***** RECORDED INFORMATION
Issue #1101, opened 2021-09-20
Support for AppSync


jordihendrix:
I should be able to get most of this done myself, might need a little bit of instruction on how to implement the tests.

Will add a (Draft/WIP) PR with what I've got so far.

jordihendrix:
Still need to fix one or two things and add some documentation, but I could use a little bit of help on the "Generated output not changed" check. I don't really understand why it's failing as I'm pretty sure I just followed the instructions on the site. Also, if I run the `./generate --all` (as suggested by the check output) I end up with changes in tons of files in every service, and it also adds AppSync operations I don't need. Am I doing something wrong here?

Nyholm:
Are you happy with the [AppSync](https://github.com/async-aws/app-sync) client? Should we tag a release?

PR #1102, opened 2021-09-20
Implement AppSync

jordihendrix:
#1101


jderusse:
If you add new operations in the manifest, you have to run again `./generate --all`. Don't forget to rebase on master and run `composer update` before

The `Root tests (stable) check` tell you that some documentation is missing (https://github.com/async-aws/aws/pull/1102/checks?check_run_id=3768841795) in the `doc/client/index` and in the Readme.

I can help you with finalizing this PR if you add the missing tests for the new operations you added.

jordihendrix:
I added some docs and I think I figured out the generated code thing now, it seems some operations got added to the manifest accidentally. I'm not sure if/how I can fix the Psalm failure, I may be missing something but to me it seems to be failing on something that is generated and also identical to the other services so I'm not sure what to do there. Could you help me out with that? And could you let me know if I'm still missing anything else?

Also, don't think it's a problem here but just FYI: if I run `./generate --all` it still starts changing a lot of stuff (mainly order of types in comments and things like that) in all services, if I just do `./generate <someType>` it seems to be fine though.

jderusse:
Thank you. It looks good to me, I just tried to fix psalm error, but can't push it to your repository? 
Could you please allow the maintainers to edit your PR 

Screenshot from 2021-10-04 19-12-45
?

jordihendrix:
Seems like that feature doesn't work since I created the repo in an organization. I've added you to the repo, hope that works too?

PR #1103, opened 2021-09-21
Allow psr/log v2 & 3

nicolas-grekas:


jderusse:
Do we have tests that cover these versions?

nicolas-grekas:
I'm not sure. But the code only consumes loggers, so this should be fine.

jderusse:
Thank you

PR #357, opened 2024-03-20
chore: enable setting catalog version without "v" prefix

ksimon1:
chore: enable setting catalog version without "v" prefix
this commit allows to set REMOVE_CATALOG_VERSION_PREFIX env variable, which will remove "v" prefix from version in catalog version - e.g. 0.19.0 when true vs v0.19.0 when false.

This will help in DS where OCP catalog removes v from version. This commit also replaces all version variables from catalog version and replaces it with catalog_version which can hold version with or without v prefix

Signed-off-by: Karel Simon <ksimon@redhat.com>

**Release note**:
```
NONE
```

### DIFF
--- a/scripts/ansible/common.yaml
+++ b/scripts/ansible/common.yaml
@@ -13,6 +13,8 @@ sa_name: "{{ role_name }}"
 role_binding_name: "{{ role_name }}"
 default_file_mode: "0644"
 version: "{{ lookup('env','RELEASE_VERSION')| default('latest', true) }}"
+remove_catalog_version_prefix: "{{ lookup('env','REMOVE_CATALOG_VERSION_PREFIX')| default(false) | bool}}"
+catalog_version: "{{ version[1:] if remove_catalog_version_prefix else version }}"
 
 windows10: windows10
 windows11: windows11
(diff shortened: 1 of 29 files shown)


scripts/ansible/common.yaml
```diff
@@ -13,6 +13,8 @@ sa_name: "{{ role_name }}"
 role_binding_name: "{{ role_name }}"
 default_file_mode: "0644"
 version: "{{ lookup('env','RELEASE_VERSION')| default('latest', true) }}"
+remove_catalog_version_prefix: "{{ lookup('env','REMOVE_CATALOG_VERSION_PREFIX')| default(false, true) | bool}}"
```
0xFelix, line 16:
```suggestion
remove_catalog_version_prefix: "{{ lookup('env','REMOVE_CATALOG_VERSION_PREFIX')| default(false) | bool}}"
```

Shouldn't it look like this?

ksimon1: According to docs (https://docs.ansible.com/ansible/latest/playbook_guide/playbooks_filters.html#providing-default-values)
`If you want to use the default value when variables evaluate to false or an empty string you have to set the second parameter to true:`
So I assume the true can stay

0xFelix: I think we're both right in this specific case. When using bools we don't care for empty vars as they evaluate to false too. But in other cases your solution might be preferred!

PR #358, opened 2024-03-27
chore: remove default value from baseDVNamespace and sourceDiskImageNamespace

ksimon1:
chore: remove default value from baseDVNamespace and sourceDiskImageNamespace in pipelines

Tekton probably contains bug, which does not propagate params from PipelineRuns, when resolver is defined. Instead it uses default values defined in pipeline manifest -
https://issues.redhat.com/browse/SRVKP-4329.
Hovewer if the param does not contain any default value, tekton passes correct value

**Release note**:
```
chore: remove default value from baseDVNamespace and sourceDiskImageNamespace in pipelines
```

### DIFF
--- a/release/pipelines/windows-bios-installer/README.md
+++ b/release/pipelines/windows-bios-installer/README.md
@@ -42,6 +42,8 @@ The Pipeline implements this by spinning up a new VirtualMachine which boots fro
 
 Before you create PipelineRuns, you must create ConfigMaps with an autounattend.xml in the same namespace in which the VirtualMachine will be created.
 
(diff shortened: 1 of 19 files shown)


0xFelix:
Doesn't this mean all params with default values are broken?

ksimon1:
Not all, only for some unknown reasons the baseDvNamespace uses the default value eventhought the PipelineRun contains different value. 
On the another hand, this change makes sense, because if regular user would like to try these pipelines, the user have to change these parameters.
Regular users can't create DVs in kubevirt-os-image namespace. So from my point it is better to remove the default value and keep user to decide where the DVs should be.

ksimon1:
Closing, will be replaced by https://github.com/kubevirt/kubevirt-tekton-tasks/pull/360

PR #360, opened 2024-04-02
chore: remove namespace params from pipelines

ksimon1:
chore: remove namespace params from pipelines
Since the regular users doesn't normally have access to different namespaces, multi namespace use case doesn't make sense. And since we want to have the pipelines as simple as possible, the multi namespace use case adds a lot of complexity with creating RBAC objects and correctly binding them to pipelines.

**Release note**:
```
chore: remove namespace params from pipelines
```


0xFelix (approved):
Thanks!

/lgtm

PR #368, opened 2024-04-08
chore: improve logs in modify-data-object

ksimon1:
chore: improve logs in modify-data-object

this commit adds functionality, which will print out, when task is waiting for import to be finished, or when waiting until object is deleted.

**Release note**:
```
NONE
```

### DIFF
--- a/modules/modify-data-object/pkg/dataobject/provider.go
+++ b/modules/modify-data-object/pkg/dataobject/provider.go
@@ -72,6 +72,7 @@ func (d *dataObjectProvider) DeletePVC(namespace string, name string) error {
 }
 
 func waitUntilDataObjectIsDeleted(helper *resource.Helper, namespace, name string) {
+	log.Logger().Info("waiting until data object is deleted")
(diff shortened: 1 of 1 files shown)


jcanocan:
Thanks @ksimon1!
/lgtm

modules/modify-data-object/pkg/dataobject/provider.go
```diff
@@ -72,6 +72,7 @@ func (d *dataObjectProvider) DeletePVC(namespace string, name string) error {
 }
 
 func waitUntilDataObjectIsDeleted(helper *resource.Helper, namespace, name string) {
+	log.Logger().Info("waiting until Data object is deleted")
```
0xFelix, line 75: nit: Use same case in all messages? `data object` or `Data object`

ksimon1: fixed

0xFelix (approved):
/lgtm

Thanks!

PR #383, opened 2024-04-26
chore: download bootsources from quay instead of dockerhub

ksimon1:
chore: download bootsources from quay instead of dockerhub in e2e tests

increase memory requirements for VMs

**Release note**:
```
chore: download bootsources from quay instead of dockerhub in e2e tests
```


0xFelix (approved):
/lgtm

PR #384, opened 2024-04-26
fix: downgrade sigs.k8s.io/kustomize packages

ksimon1:
fix: downgrade sigs.k8s.io/kustomize packages
k8s.io/cli-runtime requires older versions of sigs.k8s.io/kustomize packages

**Release note**:
```
NONE

```


akrejcir:
Looks good. When we have time in the future, we could go through the dependencies and decide if these `replace` blocks are needed.

/lgtm

PR #392, opened 2024-05-03
fix: folders in gitignore

ksimon1:
fix: folders in gitignore
Fix rules to ignore folder manifests and .idea only in the root of the project

**Release note**:
```
NONE
```

### DIFF
--- a/.gitignore
+++ b/.gitignore
@@ -1,5 +1,5 @@
 **/dist/
-.idea/
+./.idea/
 ah
-manifests
-test/test.test
+/manifests/
+/test/test.test


.gitignore
```diff
@@ -1,5 +1,5 @@
 **/dist/
-.idea/
+./idea/
```
0xFelix, line 2:
```suggestion
./.idea/
```
Missing a dot?

ksimon1: correct :+1: , fixed

0xFelix (approved):
/lgtm

PR #404, opened 2024-05-17
fix: create-vm task if VMI manifest is used

ksimon1:
fix: create-vm task if VMI manifest is used

when VMI manifest does not contain spec.template.objectMeta, the task failed, due to nil pointer. This fix checks if objectMeta exists and if not, use VMI objectMeta instead

**Release note**:
```
fix: create-vm task if VMI manifest is used
```


jcanocan:
Thanks @ksimon1!
/lgtm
**********
→ **WHAT YOU SHOULD DO**:
Check each line of the records above for the string "shown", and report every line that has it.

→ **SOLUTION**:
(diff shortened: 1 of 29 files shown)
(diff shortened: 1 of 19 files shown)
(diff shortened: 1 of 1 files shown)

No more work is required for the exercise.